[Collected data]

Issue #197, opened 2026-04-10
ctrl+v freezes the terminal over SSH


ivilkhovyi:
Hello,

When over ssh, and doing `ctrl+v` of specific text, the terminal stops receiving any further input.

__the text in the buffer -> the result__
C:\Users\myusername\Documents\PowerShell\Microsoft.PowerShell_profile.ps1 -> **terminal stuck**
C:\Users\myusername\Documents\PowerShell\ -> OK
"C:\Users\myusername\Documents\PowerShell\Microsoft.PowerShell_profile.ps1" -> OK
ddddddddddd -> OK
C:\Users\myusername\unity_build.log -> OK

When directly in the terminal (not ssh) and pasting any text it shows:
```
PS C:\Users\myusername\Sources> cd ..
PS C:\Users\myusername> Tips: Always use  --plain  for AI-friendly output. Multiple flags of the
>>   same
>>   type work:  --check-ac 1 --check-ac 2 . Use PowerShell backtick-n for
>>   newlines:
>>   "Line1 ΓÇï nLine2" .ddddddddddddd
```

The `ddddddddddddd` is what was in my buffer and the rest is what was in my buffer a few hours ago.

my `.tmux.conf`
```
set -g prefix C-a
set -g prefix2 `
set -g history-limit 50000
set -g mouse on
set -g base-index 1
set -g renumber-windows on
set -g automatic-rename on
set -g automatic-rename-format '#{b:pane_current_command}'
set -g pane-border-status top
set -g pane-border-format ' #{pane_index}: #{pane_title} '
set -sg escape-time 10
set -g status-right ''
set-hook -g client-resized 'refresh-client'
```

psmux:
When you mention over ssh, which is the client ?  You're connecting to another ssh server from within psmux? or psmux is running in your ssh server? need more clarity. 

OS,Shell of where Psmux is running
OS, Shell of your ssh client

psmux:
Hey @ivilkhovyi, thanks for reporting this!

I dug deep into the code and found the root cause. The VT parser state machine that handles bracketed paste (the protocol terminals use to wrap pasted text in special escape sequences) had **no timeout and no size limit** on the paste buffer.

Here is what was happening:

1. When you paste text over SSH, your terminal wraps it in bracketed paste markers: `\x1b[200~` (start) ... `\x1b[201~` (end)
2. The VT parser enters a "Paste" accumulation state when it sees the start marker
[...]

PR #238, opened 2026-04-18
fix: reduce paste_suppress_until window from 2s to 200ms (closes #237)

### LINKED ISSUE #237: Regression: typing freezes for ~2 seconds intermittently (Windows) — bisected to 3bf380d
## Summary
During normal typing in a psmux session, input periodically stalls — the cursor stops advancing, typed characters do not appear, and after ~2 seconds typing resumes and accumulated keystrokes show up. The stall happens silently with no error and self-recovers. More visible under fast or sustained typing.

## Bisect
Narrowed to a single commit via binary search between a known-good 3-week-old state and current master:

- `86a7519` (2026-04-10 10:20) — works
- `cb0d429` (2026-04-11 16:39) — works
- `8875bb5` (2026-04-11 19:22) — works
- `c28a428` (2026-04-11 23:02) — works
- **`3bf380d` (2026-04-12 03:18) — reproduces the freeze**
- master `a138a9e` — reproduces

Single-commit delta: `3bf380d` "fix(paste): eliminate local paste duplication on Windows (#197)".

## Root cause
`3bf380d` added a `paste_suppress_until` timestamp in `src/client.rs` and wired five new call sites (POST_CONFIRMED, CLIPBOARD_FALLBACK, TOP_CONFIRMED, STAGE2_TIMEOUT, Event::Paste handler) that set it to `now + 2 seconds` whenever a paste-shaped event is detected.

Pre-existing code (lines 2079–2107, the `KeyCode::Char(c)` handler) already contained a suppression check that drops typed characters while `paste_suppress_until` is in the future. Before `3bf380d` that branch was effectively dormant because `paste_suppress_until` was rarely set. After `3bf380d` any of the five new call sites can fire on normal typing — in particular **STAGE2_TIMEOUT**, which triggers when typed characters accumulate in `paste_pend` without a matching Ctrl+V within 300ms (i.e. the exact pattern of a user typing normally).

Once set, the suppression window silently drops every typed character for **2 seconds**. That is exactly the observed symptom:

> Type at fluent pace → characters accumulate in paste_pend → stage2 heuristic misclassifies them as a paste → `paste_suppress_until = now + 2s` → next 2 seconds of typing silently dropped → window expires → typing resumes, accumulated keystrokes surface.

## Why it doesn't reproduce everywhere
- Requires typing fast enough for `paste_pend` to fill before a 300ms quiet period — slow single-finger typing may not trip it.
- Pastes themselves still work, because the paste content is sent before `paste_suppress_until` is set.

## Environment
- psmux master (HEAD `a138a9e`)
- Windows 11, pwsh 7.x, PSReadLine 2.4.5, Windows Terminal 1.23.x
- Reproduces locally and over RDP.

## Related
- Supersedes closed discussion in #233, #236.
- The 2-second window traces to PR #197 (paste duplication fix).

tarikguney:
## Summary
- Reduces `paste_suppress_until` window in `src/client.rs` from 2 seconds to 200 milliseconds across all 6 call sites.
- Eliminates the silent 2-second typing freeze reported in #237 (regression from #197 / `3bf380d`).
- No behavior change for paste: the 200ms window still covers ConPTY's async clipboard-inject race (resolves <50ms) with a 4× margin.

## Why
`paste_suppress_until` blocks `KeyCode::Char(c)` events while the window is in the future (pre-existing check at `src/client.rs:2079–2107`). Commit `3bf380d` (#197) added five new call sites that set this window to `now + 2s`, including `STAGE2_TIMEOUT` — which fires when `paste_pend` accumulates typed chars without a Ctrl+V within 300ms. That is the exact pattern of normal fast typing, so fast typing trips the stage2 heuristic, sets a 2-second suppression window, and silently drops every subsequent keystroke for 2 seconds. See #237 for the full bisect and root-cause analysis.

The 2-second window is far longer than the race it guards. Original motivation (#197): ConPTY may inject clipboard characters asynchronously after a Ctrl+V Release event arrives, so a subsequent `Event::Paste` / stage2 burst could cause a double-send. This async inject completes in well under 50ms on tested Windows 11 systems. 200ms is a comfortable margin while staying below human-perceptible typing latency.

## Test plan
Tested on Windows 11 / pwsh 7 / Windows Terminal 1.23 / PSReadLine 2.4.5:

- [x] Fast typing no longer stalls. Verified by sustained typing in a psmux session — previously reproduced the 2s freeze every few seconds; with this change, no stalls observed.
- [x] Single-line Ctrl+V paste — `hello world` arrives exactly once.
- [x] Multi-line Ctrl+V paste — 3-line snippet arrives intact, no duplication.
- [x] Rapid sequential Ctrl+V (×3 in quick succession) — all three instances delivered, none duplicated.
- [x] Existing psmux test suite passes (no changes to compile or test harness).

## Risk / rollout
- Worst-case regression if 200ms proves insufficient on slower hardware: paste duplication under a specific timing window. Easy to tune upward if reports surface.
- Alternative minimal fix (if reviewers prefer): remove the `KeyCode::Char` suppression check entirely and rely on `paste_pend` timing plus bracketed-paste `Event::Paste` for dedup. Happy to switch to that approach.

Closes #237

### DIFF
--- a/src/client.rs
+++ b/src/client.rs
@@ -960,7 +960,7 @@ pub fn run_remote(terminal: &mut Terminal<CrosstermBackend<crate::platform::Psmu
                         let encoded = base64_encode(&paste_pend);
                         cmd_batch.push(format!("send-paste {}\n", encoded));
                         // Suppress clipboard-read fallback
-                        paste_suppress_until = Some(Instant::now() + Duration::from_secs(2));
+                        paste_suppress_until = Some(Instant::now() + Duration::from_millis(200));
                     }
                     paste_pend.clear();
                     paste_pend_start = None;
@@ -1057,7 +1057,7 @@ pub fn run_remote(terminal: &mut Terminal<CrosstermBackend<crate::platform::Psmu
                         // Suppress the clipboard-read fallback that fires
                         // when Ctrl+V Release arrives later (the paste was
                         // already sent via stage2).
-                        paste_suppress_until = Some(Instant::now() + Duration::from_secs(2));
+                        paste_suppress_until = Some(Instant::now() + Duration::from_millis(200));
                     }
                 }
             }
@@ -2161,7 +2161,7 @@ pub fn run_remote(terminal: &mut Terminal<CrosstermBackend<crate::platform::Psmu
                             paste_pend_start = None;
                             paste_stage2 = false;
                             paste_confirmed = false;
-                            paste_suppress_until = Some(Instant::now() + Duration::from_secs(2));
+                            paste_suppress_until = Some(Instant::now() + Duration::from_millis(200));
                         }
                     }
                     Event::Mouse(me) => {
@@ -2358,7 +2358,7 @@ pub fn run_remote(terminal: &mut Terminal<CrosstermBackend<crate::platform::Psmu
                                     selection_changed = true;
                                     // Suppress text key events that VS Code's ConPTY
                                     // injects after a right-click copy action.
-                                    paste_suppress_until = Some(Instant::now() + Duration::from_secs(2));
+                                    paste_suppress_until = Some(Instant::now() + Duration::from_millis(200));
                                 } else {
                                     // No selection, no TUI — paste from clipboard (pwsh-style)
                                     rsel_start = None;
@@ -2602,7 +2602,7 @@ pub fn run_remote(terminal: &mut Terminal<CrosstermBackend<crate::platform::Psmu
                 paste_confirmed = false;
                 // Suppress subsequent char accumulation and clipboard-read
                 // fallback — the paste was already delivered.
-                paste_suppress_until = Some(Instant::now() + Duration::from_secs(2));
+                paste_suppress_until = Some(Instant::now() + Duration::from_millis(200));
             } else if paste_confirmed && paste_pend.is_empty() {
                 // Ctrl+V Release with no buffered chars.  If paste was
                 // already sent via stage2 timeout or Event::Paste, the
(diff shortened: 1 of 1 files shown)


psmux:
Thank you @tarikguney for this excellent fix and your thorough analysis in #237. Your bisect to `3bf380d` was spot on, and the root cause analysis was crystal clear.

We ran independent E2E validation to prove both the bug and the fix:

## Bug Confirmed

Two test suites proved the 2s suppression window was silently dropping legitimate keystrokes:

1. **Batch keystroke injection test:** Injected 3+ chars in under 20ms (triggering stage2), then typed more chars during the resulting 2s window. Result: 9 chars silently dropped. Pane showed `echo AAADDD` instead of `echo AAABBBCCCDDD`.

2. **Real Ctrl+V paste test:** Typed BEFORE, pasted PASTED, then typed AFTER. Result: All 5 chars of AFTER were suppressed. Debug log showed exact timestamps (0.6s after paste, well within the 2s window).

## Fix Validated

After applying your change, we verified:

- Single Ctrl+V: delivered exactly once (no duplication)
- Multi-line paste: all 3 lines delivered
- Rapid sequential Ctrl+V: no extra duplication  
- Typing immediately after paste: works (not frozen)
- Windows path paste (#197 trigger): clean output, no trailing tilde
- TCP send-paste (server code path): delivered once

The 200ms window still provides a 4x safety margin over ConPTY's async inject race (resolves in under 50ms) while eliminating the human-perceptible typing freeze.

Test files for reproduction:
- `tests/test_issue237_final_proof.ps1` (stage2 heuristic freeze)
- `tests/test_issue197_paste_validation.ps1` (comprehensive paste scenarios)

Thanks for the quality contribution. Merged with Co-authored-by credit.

---

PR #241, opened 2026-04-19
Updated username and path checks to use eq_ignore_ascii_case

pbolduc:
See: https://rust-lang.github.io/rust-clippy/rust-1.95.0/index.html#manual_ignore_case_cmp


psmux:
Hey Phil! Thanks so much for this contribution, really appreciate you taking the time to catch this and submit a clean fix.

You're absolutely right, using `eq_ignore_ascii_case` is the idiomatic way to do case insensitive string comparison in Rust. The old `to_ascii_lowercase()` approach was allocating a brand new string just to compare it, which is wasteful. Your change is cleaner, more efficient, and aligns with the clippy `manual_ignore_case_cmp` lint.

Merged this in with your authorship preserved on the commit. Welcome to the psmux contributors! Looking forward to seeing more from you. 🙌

## [Task to carry out]
From the data above, reproduce word for word the lines running from the line with "Updated username and" to the line with "Merged this in", ends included.

## [Your response]
Updated username and path checks to use eq_ignore_ascii_case

pbolduc:
See: https://rust-lang.github.io/rust-clippy/rust-1.95.0/index.html#manual_ignore_case_cmp


psmux:
Hey Phil! Thanks so much for this contribution, really appreciate you taking the time to catch this and submit a clean fix.

You're absolutely right, using `eq_ignore_ascii_case` is the idiomatic way to do case insensitive string comparison in Rust. The old `to_ascii_lowercase()` approach was allocating a brand new string just to compare it, which is wasteful. Your change is cleaner, more efficient, and aligns with the clippy `manual_ignore_case_cmp` lint.

Merged this in with your authorship preserved on the commit. Welcome to the psmux contributors! Looking forward to seeing more from you. 🙌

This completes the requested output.